Os The Rolling Stones confirmaram oficialmente o lançamento de “Foreign Tongues”, novo álbum de estúdio da banda, previsto para chegar às plataformas no dia 10 de julho.
O projeto já vem sendo apontado como um dos lançamentos mais aguardados do rock em 2026, especialmente pela lista de participações especiais e pelo simbolismo envolvendo o legado do grupo.
Participações de peso
Entre os convidados confirmados estão Paul McCartney, Robert Smith, Steve Winwood e Chad Smith.

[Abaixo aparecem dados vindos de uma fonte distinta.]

PR #450, opened 2023-10-20
Return focus to ticket form field dropdown

luis-almeida:
## Description

There is a full page reload after the user selects a new ticket form. We want to return the focus to the dropdown for a better a11y.

## Checklist

### DIFF
--- a/src/modules/new-request-form/ticket-form-field/TicketFormField.tsx
+++ b/src/modules/new-request-form/ticket-form-field/TicketFormField.tsx
@@ -1,4 +1,5 @@
 import type { IComboboxProps } from "@zendeskgarden/react-dropdowns.next";
+import { createRef, useEffect } from "react";
 import {
   Combobox,
   Field as GardenField,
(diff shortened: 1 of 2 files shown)


src/modules/new-request-form/ticket-form-field/TicketFormField.tsx
```diff
@@ -30,10 +34,21 @@ export function TicketFormField({
         newUrl.searchParams.append(key, value);
       }
 
+      sessionStorage.setItem(key, crypto.randomUUID());
```
anpa, line 37: We don't seem to be using the value. Why setting it as `crypto.randomUUID()`?

I'm wondering if it would be helpful to make it both the key and the value more descriptive i.e. `setFocusToTicketFormField: true`? What do you think?

luis-almeida: Pushed a change aligning it with your feedback. Please have another look when you have time 🙏🏼

anpa (approved):
💥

A presença de McCartney marca mais uma colaboração histórica entre integrantes dos Beatles e dos Stones, ampliando ainda mais a conexão entre dois dos maiores nomes da música britânica.
Já Robert Smith, vocalista do The Cure, aparece como uma das participações mais curiosas e comentadas do projeto. Segundo informações divulgadas pela imprensa internacional, ele contribuiu em diferentes faixas do disco, adicionando elementos de guitarra, synths e backing vocals.

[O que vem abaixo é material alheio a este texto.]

PR #456, opened 2023-12-18
Use public endpoints for AnswerBot

Fredx87:
## Description

This PR updates the Answer Bot modal, using the public endpoints instead of the internal ones.
The logic for redirecting the user to a new page and showing a notification has been ported in the theme. For this reason, there is a new `notifications` module that exposes a function to add a notification in the browser session storage, and it is also loaded on each page from the `document_head` template for showing any eventual notification present in the session storage.

## Screenshots

https://github.com/zendesk/copenhagen_theme/assets/13420283/5e25a6d8-05e9-43b7-b94f-c105b48064a3

https://github.com/zendesk/copenhagen_theme/assets/13420283/59024a95-69c9-4136-bba5-31f26203f528

## Checklist


src/modules/new-request-form/answer-bot-modal/AnswerBotModal.tsx
```diff
@@ -110,31 +97,82 @@ export function AnswerBotModal({
...
+
+  const unsolvedNotificationAndRedirect = () => {
+    addFlashNotification({
+      type: "success",
+      message: t(
+        "new-request-form.answer-bot-modal.request-submitted",
+        "Your request was successfully submitted"
+      ),
     });
+    window.location.href = getUnsolvedRedirectUrl();
```
luis-almeida, line 120: Nit: location.assign()

templates/document_head.hbs
```diff
@@ -6,8 +6,18 @@
 {
   "imports": {
     "new-request-form-bundle": "{{asset 'new-request-form-bundle.js'}}",
+    "notifications-bundle": "{{asset 'notifications-bundle.js'}}",
     "new-request-form-translations-bundle": "{{asset 'new-request-form-translations-bundle.js'}}",
-    "vendor-bundle": "{{asset 'vendor-bundle.js'}}"
+    "vendor-bundle": "{{asset 'vendor-bundle.js'}}",
+    "addFlashNotification-bundle": "{{asset 'addFlashNotification-bundle.js'}}"
```
luis-almeida, line 12: If we really need the separate notifications bundle, could it also contain this api? It seems like it will be loaded anyway in all pages.

luis-almeida: > This is what rollup emits, it creates a bundle with the code shared between the new-request-form bundle and the notifications bundle

That's probably because we're importing `addFlashNotification` with a relative path and not from the already created `notifications-bundle`. In webpack that can be supported with aliases but then [eslint-import-resolver-webpack](https://www.npmjs.com/package/eslint-import-resolver-webpack#eslint-import-resolver-webpack) is needed to "fix" eslint. Rollup might have something similar but tbh I've never set it up and it just feels like going in the wrong direction.

> I don't know if it is possible to avoid the creation of this bundle

We just did something similar for the translations. Handling it with `manualChunks` instead of adding it to `input` should work:
```js
if (id.includes("notifications")) {
  return "notifications";
}
```

I'm mostly concerned about two points:

#### Updatability

The more bundles/chunks we have the harder it will be for us to document how to update the app, and ultimately for the user to do so. Especially since the bundles start to depend more and more on each other.
We could also consider renaming `vendor` to `shared` and have notifications be part of it. That would remove the need to separate notifications and we'd have one less bundle.

#### Performance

O último registro de Charlie Watts
Outro ponto que tem emocionado os fãs é a presença do baterista Charlie Watts, falecido em 2021.

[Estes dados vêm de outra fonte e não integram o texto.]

PR #465, opened 2024-03-11
Simplify code splitting setup

luis-almeida:
## Description

We are currently building 7 assets due to lazy loading a few different components/modules.
When looking at the gzipped file sizes, we're not gaining much from doing it (if anything). Trimming down to 2 assets will make upgrading considerably simpler for the end user (customer).

- Renaming `theming` to `garden-theme` to make it more explicit
- Creating and configuring the theme explicitly instead of via a `theme` singleton

_Before:_

```bash
$ du -sh assets/*
 12K	assets/CcField.js
4.0K	assets/DatePicker.js
4.0K	assets/ThemeProviders.js
 48K	assets/new-request-form.js
4.0K	assets/theming.js
4.0K	assets/useModalContainer.js
1.5M	assets/vendor.js
```
```bash
$ gzip assets/* && du -sh assets/*
4.0K	assets/CcField.js.gz
4.0K	assets/DatePicker.js.gz
4.0K	assets/ThemeProviders.js.gz
 12K	assets/new-request-form.js.gz
4.0K	assets/theming.js.gz
4.0K	assets/useModalContainer.js.gz
368K	assets/vendor.js.gz
```

_After:_

```bash
$ du -sh assets/*
 60K	assets/new-request-form.js
1.5M	assets/vendor.js
```

```bash
$ gzip assets/* && du -sh assets/*
 16K	assets/new-request-form.js.gz
368K	assets/vendor.js.gz
```

## Checklist


Fredx87 (commented):
I agree that if we don't get much benefit from the lazy loading, it is better to simplify things and reduce the number of generated assets. I left a couple of comments.

I am not sure about the theme setup change. The previous setup with the "singleton" was made to be able to create a single theme object once and reuse it in all the components. With the new setup, each component will need to receive the theme settings and setup the theme object itself. There was also a point by @anpa in [this PR](https://github.com/zendesk/copenhagen_theme/pull/435#pullrequestreview-1652429504) about exposing the theme customization directly in the `.hbs` templates to make it customizable in Theming Center.
On the other hand, we have just one component for now, so maybe we don't need to find a solution for sharing the theme for now.

src/modules/theming/styled.d.ts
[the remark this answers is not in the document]
luis-almeida: Probably by mistake during rebase. Re-added in 3ebda24730341a9bdd46730f5cda2cd2b20368e6

package.json
```diff
@@ -5,6 +5,7 @@
   "scripts": {
     "start": "concurrently -k -r 'rollup -c -w' 'wait-on script.js style.css && zcli themes:preview'",
     "build": "rollup -c",
+    "prebuild": "rm assets/*",
```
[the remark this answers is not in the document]
luis-almeida: That's a good point! I based it on the assumption that all `assets` will be generated but that might not be the case.
Removing only `*.js` files make sense 👍🏼  To be extra safe we could come um with a prefix for generated files and only remove those? e.g. `rm assets/build-*.js`

luis-almeida:
> The previous setup with the "singleton" was made to be able to create a single theme object once and reuse it in all the components.

I think the current approach has the pro of only having to do it once. The cons for me outweigh that pro:
- It's confusing because we see it being assigned in the template but then have no idea of how it's being used afterwards. Especially valid if you're working in Theming Center's editor as you don't have access to the JS code.
- Eventually all apps will be coupled in terms of versioning because they are all using an external theming package that requires the same set of settings. Updating one app requires updating theming, and updating theming can potentially require all apps to be updated as well.

> With the new setup, each component will need to receive the theme settings and setup the theme object itself.

I see this as a pro: a new app may require extra settings. If so, the app can then extend the theme with the styling/config that it needs without impacting the other apps.

> On the other hand, we have just one component for now, so maybe we don't need to find a solution for sharing the theme for now.

That is very much valid! It's good to try and foresee these problems but the truth is we don't have them yet.
I think it's nice that a simpler setup could also be more flexible. Even if it's not, we can tackle it later 👍🏼

package.json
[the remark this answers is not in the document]
Fredx87: It can be a good idea to prefix them since there can be some other `js` file which is not generated by the build process

Fredx87:
I think it is ok for now to move away from the singleton theme. Let's try the new approach and eventually we can revisit it later when we'll have more components

templates/document_head.hbs
```diff
@@ -5,8 +5,8 @@
 <script type="importmap">
 {
   "imports": {
-    "new-request-form": "{{asset 'new-request-form.js'}}",
-    "vendor": "{{asset 'vendor.js'}}"
+    "new-request-form-bundle": "{{asset 'new-request-form-bundle.js'}}",
```
Fredx87, line 8: I don't like that much that we will need to always import from `xyz-bundle`, it would be nicer if the rollup plugin generates the import map as
```json
{
    "new-request-form": "{{asset 'new-request-form-bundle.js'}}"
}
```

but maybe it is going to make the plugin code more complex, so it is also ok to keep the `bundle` suffix

Fredx87 (approved):

package.json
```diff
@@ -5,6 +5,7 @@
   "scripts": {
     "start": "concurrently -k -r 'rollup -c -w' 'wait-on script.js style.css && zcli themes:preview'",
     "build": "rollup -c",
+    "prebuild": "rm assets/*-bundle.js",
```
Fredx87, line 8: Note: we need to use the `-f` option to avoid errors when there are no files matching the pattern

templates/document_head.hbs
luis-almeida: I agree and maybe would prefer to keep the import name clean.
I'm going to leave it like this for now. Should be an easy change 👍🏼

package.json
luis-almeida: Addressed in [8144437](https://github.com/zendesk/copenhagen_theme/pull/465/commits/8144437fada1f2244e7d99eae7d2c95778acaf79). Should also fix build.

Fredx87 (approved):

O álbum contará com gravações inéditas registradas durante as sessões de “Hackney Diamonds”, último trabalho lançado pela banda. As faixas funcionam como uma espécie de despedida musical de Watts, cuja identidade sonora sempre foi considerada peça fundamental no som dos Stones.
Sonoridade e expectativa
Produzido novamente por Andrew Watt, o disco promete explorar diferentes influências, passando pelo rock clássico, blues, punk e elementos contemporâneos. Mick Jagger descreveu as gravações como “intensas”, destacando a energia criativa do grupo mesmo após mais de seis décadas de carreira.
O primeiro single, “In The Stars”, já foi lançado acompanhado da faixa “Rough and Twisted”, aumentando a expectativa em torno do novo trabalho.
Um encontro de gerações
Mais do que um novo álbum, “Foreign Tongues” surge como um encontro entre diferentes eras da música britânica e internacional.
Ao reunir nomes históricos como Paul McCartney, Robert Smith e Charlie Watts em torno dos Rolling Stones, o projeto reforça a relevância contínua da banda e sua capacidade de permanecer conectada ao presente sem perder sua essência.